• No results found

6.7

Discussion and conclusions

This chapter presents the first use of DTW for improving the classification of imagined speech via EEG signals. The classified patterns consisted of five imagined words: “left”,

“right”, “up”, “down” and “select”. The data acquisition from 10 subjects was performed

using a wireless EEG device with only 14 channels. Each word was recorded using two different trials separation methods: mouse-click separation and fixed-time separation. The proposed framework based on DTW was evaluated in comparison to TD features and time-frequency features, CSP, as well as some modifications to the proposed framework. These comparisons were performed using four classification algorithms: support vector machine (SVM), naive Bayes (NB), random forests (RF) and linear discriminant analysis (LDA). The experimental assessments involved discriminating between speech and non-speech and discriminating between classification of the five imagined words.

In summary, the proposed DTW feature extraction framework outperformed the TD features in the experiments 1 to 4. In experiment 5, the proposed DTW framework for the imagined words classification using LDA outperformed DDTW. In experiment 6, the proposed DTW feature extraction framework outperformed the classical DTW used in audio-speech recognition. In experiment 8, the proposed DTW framework outperformed time-frequency features in classifying imagined speech versus silence. In contrast, the average classification accuracy for classifying the five imagined words was higher with the statistics-DWT than the proposed DTW.

In comparison to the other TD features, DTW matches EEG signals without having to average or remove any parts from the signal. Moreover, this mapping is not one-to-one in which the variations between the start and the end are considered. This makes the resulting distance reflect the level of similarity between the compared EEG patterns. In comparison to RWE-DWT, calculating the relative wavelet energy from the DWT coefficients, as in (González-Castañeda et al., 2017), reduced the temporal information amount. It also reduced the effectiveness of the DWT coefficients, as discussed in (Yohanes et al., 2012). Comparably, statistics-DWT (RMS and SD on

the DWT coefficients) reflects the important role of frequency information in the classification of imagined words.

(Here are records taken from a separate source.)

PR #390, opened 2017-12-18
Group memberships for posts (DEV-167)

levity:
This is the work spun off from #378 that pertains to replacing Follow and LastRead with GroupMembership between User and Post. It's ready to go and has a migration that will set up all the existing data in the new schema.

### QA

Visual verify on this should be done by deploying it to staging so that the migration runs there. Behavior around following and the last read timestamp -- i.e. starting to follow a post due to commenting, receiving notifications for comments on followed posts, viewing your list of threads, not getting notified about new messages for the the thread you're currently viewing, etc. -- should be unchanged.


api/graphql/makeModels.js
```diff
@@ -272,12 +272,7 @@ export default async function makeModels (userId, isAdmin) {
       relations: [
         {followers: {alias: 'participants'}},
         {comments: {alias: 'messages', typename: 'Message', querySet: true}}
-      ],
-      filter: nonAdminFilter(relation => relation.query(q => {
```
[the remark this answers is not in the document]
levity: Ah, good catch, I need to replace this. It limits you to message threads that you're following.

api/models/Comment.js
```diff
@@ -60,44 +55,34 @@ module.exports = bookshelf.Model.extend(Object.assign({
     return Promise.resolve([])
   },
 
-  createActivities: function (trx) {
-    const isReplyToPost = !this.get('comment_id')
-
-    var toLoad = ['post', 'post.followers']
-    if (!isReplyToPost) toLoad = toLoad.concat(['comment', 'comment.followers'])
-
```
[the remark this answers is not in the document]
levity: What I took out was the logic related to nested comments -- it was never used in production so I figured it would be cleaner to throw it out because if and when we want to use it again, it'll be done differently anyway with GroupConnection

api/graphql/makeModels.js
```diff
@@ -273,11 +274,9 @@ export default async function makeModels (userId, isAdmin) {
         {followers: {alias: 'participants'}},
         {comments: {alias: 'messages', typename: 'Message', querySet: true}}
       ],
-      filter: nonAdminFilter(relation => relation.query(q => {
+      filter: relation => relation.query(q =>
```
robbiecarlton: Why remove `nonAdminFilter` here?

api/models/Community.js
```diff
@@ -92,28 +93,22 @@ module.exports = bookshelf.Model.extend(merge({
 
   createStarterPosts: function (transacting) {
     var now = new Date()
-    var timeShift = {null: 0, intention: 1, offer: 2, request: 3}
-    return Community.find('starter-posts', {withRelated: [
-      'posts', 'posts.followers', 'posts.selectedTags'
-    ]})
+    var timeShift = {offer: 1, request: 2}
```
robbiecarlton: Looks like we only have 1 starter post in new communities now, so I think we can remove this timeshift stuff. And not in scope for this work so no worries if you don't

lib/groups-spike.js
```diff
@@ -0,0 +1,194 @@
+/* globals LastReadDeprecated, FollowDeprecated */
```
robbiecarlton: Is this file going to be left in the code? If so, is there a better name for it?

api/models/user/HasGroupMemberships.js
```diff
@@ -0,0 +1,27 @@
...
+      'group_memberships.active': true
+    })
+    .select('group_data_id')
+
+    if (where) subq = subq.where(where)
+
+    return model.collection().query(q => q.where('id', 'in', subq))
+  },
+
+  communitiesNotImplementedYet () {
```
robbiecarlton: if you're leaving this in, could you add a comment explaining what still needs to be done.

api/graphql/makeModels.js
levity: Basically because there's no need for you to see other people's message threads even if you're an admin.

lib/groups-spike.js
levity: OK, I can move it somewhere into api/models/group as a util or migration file.

levity:
🤟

Three modifications were applied to the proposed DTW framework. One modifica- tion was using a derivative DDTW. Another modification was removing outlier training trials. The third modification was using EEG data from all channels as one input in the computation of DTW distance. In DDTW (experiment 5), the computation of the derivative of the signal amplified the noise. Since EEG is known to have a very noisy signal, this decreases the classification accuracy for the LDA and SVM classifiers. The removal of the outlier trials was suggested to enhance the performance of the proposed framework (experiment 7). The enhancement was clear in the SVM classifier results. However, it was not significant in the other classifiers. The last proposed modification was to use EEG from all the channels as a signal input to the DTW. The results showed that the proposed framework performed significantly better when the complexity of the generated brain signals cannot be compared with speech signals.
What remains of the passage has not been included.